*** GIVEN RECORDS ***

Issue #399, opened 2022-07-27
🅛 Implement form to view/edit SAC data


heymatthenry:
Frontend ticket to accompany #398

## Background

Users will have input some data into the pre-SAC forms, and other data may have come from the SAM.gov API. If the user was unable to provide a valid UEI during the pre-SAC flow, some fields may be empty.

## Technical overview

On load, the page will request data from the endpoint described in #398 and, if a field from that endpoint is editable, its value will appear in a form field. If a field is not-editable, it will appear as rendered, non-editable text on the page.

## Acceptance criteria

- [x] Frontend is able to `GET` data from the appropriate endpoint
- [x] Data returned from endpoint will render in either a form field (if editable) or as non-editable text (if not).
- [x] This form implements the same client-side validation as the SAC creation step 
- [x] Form is able to `POST` new data to the endpoint
- ~[ ] Server-side errors from the `POST` will be displayed to the user~

heymatthenry:
Going to suggest this is at least a `L` rather than an `M`. This ticket is probably where we'll start integrating whichever client-side JS component framework we end up choosing, and will be a template for how we do hydration going forward.

petermarks-gsa:
@heymatthenry Can you please update on progress here? Sounds like we might need to choose a new framework?

heymatthenry:
@petermarks-gsa Yes, we're going to add a new library. This isn't going to be a huge change and won't affect any existing code. It's something we can sprinkle in as needed going forward. I have an ADR in progress: #464

Draft pull request for the Frontend code is: GSA-TTS/FAC-Frontend#44

heymatthenry:
@tadhg-ohiggins & I were talking about the piece of this ticket that covers showing errors from the server, and we agreed that it ought to be its own ticket. I'll make the ticket but there are some things I want to nail down first since I think that work may apply to more than just the SAC form.

That said, the outstanding tasks for this ticket are to:

- [ ] Wire up radio buttons to reflect previously entered data
- [ ] When #468 lands, wire up the fields it touches
- [ ] Add e2e tests for the above

heymatthenry:
Broke out the error messaging piece into #484.

Some fields aren't yet being populated (particularly those whose data comes in from SAM.gov in step 2). Once those data make it into the JSON returned by `/sac/edit/:report_id`, they should ✌️just work✌️ and populate the relevant fields. Given that, this should be in good shape.

petermarks-gsa:
[...]

PR #468, opened 2022-09-12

*** End of GIVEN RECORDS ***

▸ **AIM OF THE TASK**:
Please make an exact copy of the lines above from the line with "view/edit SAC data" through the line with "- [x] Frontend", both ends included.

▸ **EXPECTED OUTPUT**:
🅛 Implement form to view/edit SAC data


heymatthenry:
Frontend ticket to accompany #398

## Background

Users will have input some data into the pre-SAC forms, and other data may have come from the SAM.gov API. If the user was unable to provide a valid UEI during the pre-SAC flow, some fields may be empty.

## Technical overview

On load, the page will request data from the endpoint described in #398 and, if a field from that endpoint is editable, its value will appear in a form field. If a field is not-editable, it will appear as rendered, non-editable text on the page.

## Acceptance criteria

- [x] Frontend is able to `GET` data from the appropriate endpoint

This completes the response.